Readers may wonder which of these two variables is the better predictor of PTSD symptoms. Although the variables’ relative predictive strength was not assessed within a single regression, presumably because they were correlated with each other, the regression that included persistent derealization did explain a greater proportion of the variance in PTSD symptoms than did the regression that included vmPFC activation. Many readers will argue, compellingly, that when it comes to predicting PTSD symptoms, administering a two-item self-report measure of persistent derealization is far more efficient, cost-effective, and inclusive than conducting a specialized and expensive fMRI scan that is unlikely to be available to everyone. Why, then, should we even consider neuroimaging variables as predictors of PTSD symptoms? One potential benefit of doing so is to identify possible brain regions or circuits that may be viable targets for intervention.
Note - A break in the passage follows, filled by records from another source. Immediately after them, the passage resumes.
PR #2992, opened 2019-05-08
Fixing Issues in LRA Proofs

yoni206:
This PR fixes the following issues:

1. Some applications of Farkas lemma were not valid ones, and so the corresponding proofs failed to check. The current solution is to check whether the Farkas coefficients that are stored in the proof are valid - if they are, we print the proof step. Otherwise, we print a hole in the proof. This solves #2855 .
2. Some LRA proofs included integer terms, that caused a failure while checking. Now we only allow real terms in LRA proofs.
3. ite terms were printed in a wrong way in proofs, since they should be printed differently if the second and third arguments are booleans. This is solved by checking their type before printing.

This PR depends on another PR that @4tXJ7f plans to submit, which is the reason for the "do not merge" label.


src/proof/arith_proof.cpp
```diff
@@ -24,15 +24,84 @@
...
+    else
+    {
+      result = false;
+      break;
+    }
+  }
+  return result;
+}
+
+// Verify that that the farkas coefficients indeed create a contradiction
```
4tXJ7f:
```suggestion
// Verify that the Farkas coefficients indeed create a contradiction
```

src/proof/arith_proof.cpp
```diff
@@ -24,15 +24,84 @@
...
 
 namespace CVC4 {
+using namespace CVC4::theory;
 
 inline static Node eqNode(TNode n1, TNode n2) {
   return NodeManager::currentNM()->mkNode(kind::EQUAL, n1, n2);
 }
 
+// Proofs are supported only for contraints of the form __ <= __ .
+inline static bool allChildrenGeq(const Node& conflict)
```
4tXJ7f:
```suggestion
static bool allChildrenGeq(const Node& conflict)
```

src/proof/arith_proof.cpp
```diff
@@ -24,15 +24,84 @@
...
+{
+  bool result = true;
+  size_t nChildren = conflict.getNumChildren();
+  for (size_t i = 0; i < nChildren; i++)
```
4tXJ7f: Why not `for (const Node& n : conflict)`?

src/proof/arith_proof.cpp
```diff
@@ -24,15 +24,84 @@
...
+  {
+    const Node& n = conflict[i];
+    const Node& nonneg = n.getKind() == kind::NOT ? n[0] : n;
+    if (nonneg.getKind() == kind::GEQ)
+    {
+      continue;
```
4tXJ7f: This branch is not needed, just do:

```
if (nonneg.getKind() != kind::GEQ)
{
  result = false;
  break;
}
```

src/proof/theory_proof.cpp
```diff
@@ -879,17 +879,27 @@ void LFSCTheoryProofEngine::printCoreTerm(Expr term, std::ostream& os, const Pro
...
+    if (isBooleanTerm)
+    {
+      os << "(ifte ";
+    }
+    else
+    {
+      os << "(ite _ ";
+    }
+    Assert(term[0].getType().isBoolean());
+    if (printsAsBool(term[0])) os << "(p_app ";
```
4tXJ7f: Use braces around branch.

src/proof/theory_proof.cpp
```diff
@@ -879,17 +879,27 @@ void LFSCTheoryProofEngine::printCoreTerm(Expr term, std::ostream& os, const Pro
...
     printBoundTerm(term[0], os, map);
-    if (booleanCase && printsAsBool(term[0])) os << ")";
-
-    os << " ";
-    printBoundTerm(term[1], os, map);
+    if (printsAsBool(term[0])) os << ")";
```
4tXJ7f: Use braces around branch.

src/proof/arith_proof.cpp
```diff
@@ -24,15 +24,84 @@
...
+    {
+      result = false;
+      break;
+    }
+  }
+  return result;
+}
+
+// Verify that that the farkas coefficients indeed create a contradiction
+inline static bool hasContradiction(
```
4tXJ7f:
```suggestion
static bool hasContradiction(
```

(may have to reformat)

src/proof/arith_proof.cpp
```diff
@@ -1004,14 +1065,15 @@ void LFSCArithProof::printTheoryLemmaProof(std::vector<Expr>& lemma,
                    return NodeManager::currentNM()->fromExpr(e).negate();
                  });
 
+  // Get farkas coefficients & literal order
```
4tXJ7f:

For example, the results of this and other studies suggest that the vmPFC is a reasonable target for transcranial magnetic stimulation (TMS) or its variants (e.g., intermittent theta burst stimulation [iTBS]). Even if the vmPFC itself is too ventral to target directly with TMS, functional connectivity analyses conducted in individual patients can reveal cortical regions that are tightly functionally correlated (or anticorrelated) with the vmPFC but are more dorsal and hence more easily reached with TMS. In short, the vmPFC can be reached at least indirectly by TMS or iTBS, and this personalized approach has been used successfully to treat depression (
16).
The findings of Lebois and colleagues are certainly exciting for their potential clinical relevance and contributions to neurocircuitry models of PTSD. Nevertheless, they also need to be replicated in a large, independent sample in order to more thoroughly assess the prediction accuracy of the variables studied (
1). In addition, it will be helpful to know whether other types of dissociation and activation in other subregions of the vmPFC similarly predict outcome. Finally, in order to better understand the origins of these predictors of PTSD symptoms, it will be important for future studies to determine whether persistent derealization and exaggerated vmPFC activation are trait-like vulnerability factors that are present even
before trauma exposure, which could be helpful in identifying potential candidates for primary prevention efforts.